- _WORK ORDER_
Search the lines of the records for the word "core", and copy every line that has it.

- _PROVIDED DATA_
Issue #80, opened 2015-01-04
Introduce VariableRepresentation class


lanthaler:
In #30 we introduced `hydra:BasicRepresentation` and `hydra:ExplicitRepresentation` but didn't describe them any further for machines. For certain use cases (mostly searching available representation formats) it would be beneficial to have a class such as `hydra:VariableRepresentation`.

lanthaler:
Generally, we try to avoid having a property and a class which differ only in their capitalization. Should we follow Schema.org's convention and name this `hydra:VariableRepresentationType` instead of just `hydra:VariableRepresentation`?

lanthaler:
Call for consensus: http://lists.w3.org/Archives/Public/public-hydra/2015Jan/0204.html

lanthaler:
RESOLVED: Add the class `VariableRepresentation`. The only two instances at the moment are `hydra:BasicRepresentation` and `hydra:ExplicitRepresentation`.

PR #85, opened 2015-01-05
Introduce VariableRepresentation class

RubenVerborgh:
Implements the proposed resolution for #80.

### DIFF
--- a/spec/latest/core/core.jsonld
+++ b/spec/latest/core/core.jsonld
@@ -457,7 +457,6 @@
     {
       "@id": "hydra:BasicRepresentation",
       "@type": "hydra:VariableRepresentation",
-      "subClassOf": "hydra:Resource",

- _SOLUTION TO THE PROBLEM_
--- a/spec/latest/core/core.jsonld
+++ b/spec/latest/core/core.jsonld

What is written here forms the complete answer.